Hence, one would need to load the module R-bundle-CRAN/2023.12-foss-2023a to have access to the terra package

Loading Modules

Modules are loaded through the following command template

module load <moduleName>


The example below show how to load the python module from the 2023 bucket

module load 2023
module load Python/3.11.3

It is good practice to specify the version of the module being loaded for consistency and reproducibility.

If the version of the module is not specified, lmod will choose the default available version at the time and that may change.

By specifying the version in your submit scripts, it transforms the script into additional documentation.

When loading modules, the dependencies of that module will also be loaded with it.

List Loaded Modules

Loaded modules can be listed with following command

module list

Following the example in the previous section, after loading the 2023 and the Python/3.11.3 modules (and its dependencies), one can this list the modules loaded

user001@login201:~$ module list

Currently Loaded Modules:
  1) slurm/24.05.1              (S)   5) binutils/2.40-GCCcore-12.3.0     9) Tcl/8.6.13-GCCcore-12.3.0     13) OpenSSL/1.1
  2) 2023                             6) bzip2/1.0.8-GCCcore-12.3.0      10) SQLite/3.42.0-GCCcore-12.3.0  14) Python/3.11.3-GCCcore-12.3.0
  3) GCCcore/12.3.0                   7) ncurses/6.4-GCCcore-12.3.0      11) XZ/5.4.2-GCCcore-12.3.0
  4) zlib/1.2.13-GCCcore-12.3.0       8) libreadline/8.2-GCCcore-12.3.0  12) libffi/3.4.4-GCCcore-12.3.0

  Where:
   S:  Module is Sticky, requires --force to unload or purge

we can see that aside from the slurm modules (which is loaded by default), the 2023 module and the Python/3.11.3, 11 other dependencies are loaded with the Python/3.11.3 module

Removing Modules

Modules can be removed with the following template command

module unload <moduleName>

Following the example of the python module above, the module can be removed with the following command

module unload Python/3.11.3

This command will only unload the Python/3.11.3 module and not its dependencies.

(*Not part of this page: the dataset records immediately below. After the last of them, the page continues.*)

PR #66, opened 2017-07-06
Fix the hotspot issue in the Android SDK

gorandostanic:


connect/src/com/telenor/connect/AbstractSdkProfile.java
```diff
@@ -166,6 +166,10 @@ protected void previewParameters(ParametersHolder parameters) {
                         && isEmpty(wellKnownConfig.getNetworkAuthenticationTargetUrls()))) {
                     parameters.add("login_hint", String.format("MCCMNC:%s", mccMnc));
         }
+
+        if (!ConnectSdk.isCellularDataNetworkConnected()) {
```
atanasdb: Look at shouldInterceptRequest
You could just do:
if (ConnectSdk.getCellularNetwork() == null && ConnectSdk.getWifiNetwork() != null) {
add no _seam
}

connect/src/com/telenor/connect/ConnectSdk.java
```diff
@@ -542,4 +542,28 @@ public static synchronized void initializeCommonComponents() {
         initalizeCellularNetwork();
         initalizeWiFiNetwork();
     }
+
+    public static boolean isCellularDataNetworkConnected() {
+        Validator.sdkInitialized();
+        ConnectivityManager connectivityManager =
```
atanasdb: we already have connectivityManager

connect/src/com/telenor/connect/AbstractSdkProfile.java
gorandostanic: I did that at first, hoping for the best, but it failed in my tests. Looks like ConnectSdk.getCellularNetwork() is not a reliable indicator for the availbaility of the cellular network.

For example, if you deactivate the cellular network (I switched the flight mode ON to simulate this), you won't be notified in the callback, meaning ConnectSdk.cellularNetwork will retain the old (stale) state despite the fact that the cellular network is unavailable nevertheless. You'll get your callback first when you reactivate the cellular network (e.g. by switching back the flight mode to OFF). In other words: once set to something != null, ConnectSdk.cellularNetwork will remain not null regardless of what you do.

You might need some changes in your force-HE patch to accommodate this.

atanasdb: No, it's fine. I mean this has been already considered in 

Check comments under 
https://confluence.skunk-works.no/confluence/display/Scale/Facilitating+Header+Enrichment+over+WiFi+in+MobileConnect+%28and+Connect+ID%29+SDK
and look for " We rely on the requestNetwork callbacks" for possible callbacks/adapters states

But I'm afraid we can't rely on that here, so maybe something like what you are doing will be necessary.

atanasdb: Even if you don't care whether Wifi is on/off I think it's nice to put the condition explicitely or at least explain it in a comment why you don't put it.

gorandostanic: To be honest, I'd prefer if you got rid of the Wi-Fi thing in the force-HE patch as well. I think you don't need it. Correct me if i am wrong, but I think the only thing you have to care about is the availability of the cellular network. If it is available, and if it is default, then you are lucky because you don't have to do anything. If it is not default, you force HE. In all other cases you do nothing. For example, I think there is an obvious bug in the current force-HE caused by taking into the equation a dependency which naturally isn't there. For example, if a phone is tethered via Bluetooth or otherwise, your wifi callback wouldn't fire => the app wouldn't behave as devised, would it?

We can see this if we list the loaded modules again

user001@login201:~$ module unload Python/3.11.3
user001@login201:~$ module list

Currently Loaded Modules:
  1) slurm/24.05.1              (S)   5) binutils/2.40-GCCcore-12.3.0     9) Tcl/8.6.13-GCCcore-12.3.0     13) OpenSSL/1.1
  2) 2023                             6) bzip2/1.0.8-GCCcore-12.3.0      10) SQLite/3.42.0-GCCcore-12.3.0  14) Python/3.11.3-GCCcore-12.3.0
  3) GCCcore/12.3.0                   7) ncurses/6.4-GCCcore-12.3.0      11) XZ/5.4.2-GCCcore-12.3.0
  4) zlib/1.2.13-GCCcore-12.3.0       8) libreadline/8.2-GCCcore-12.3.0  12) libffi/3.4.4-GCCcore-12.3.0


We can completely clean the environment by using the purge command

module purge

From our example,

user001@login201:~$ module purge
The following modules were not unloaded:
  (Use "module --force purge" to unload all):

  1) slurm/24.05.1


The only remaining module is the slurm module with we have set as sticky.

This command is useful to execute in job scripts since it clear the environment of unwanted software that may be loaded by mistake.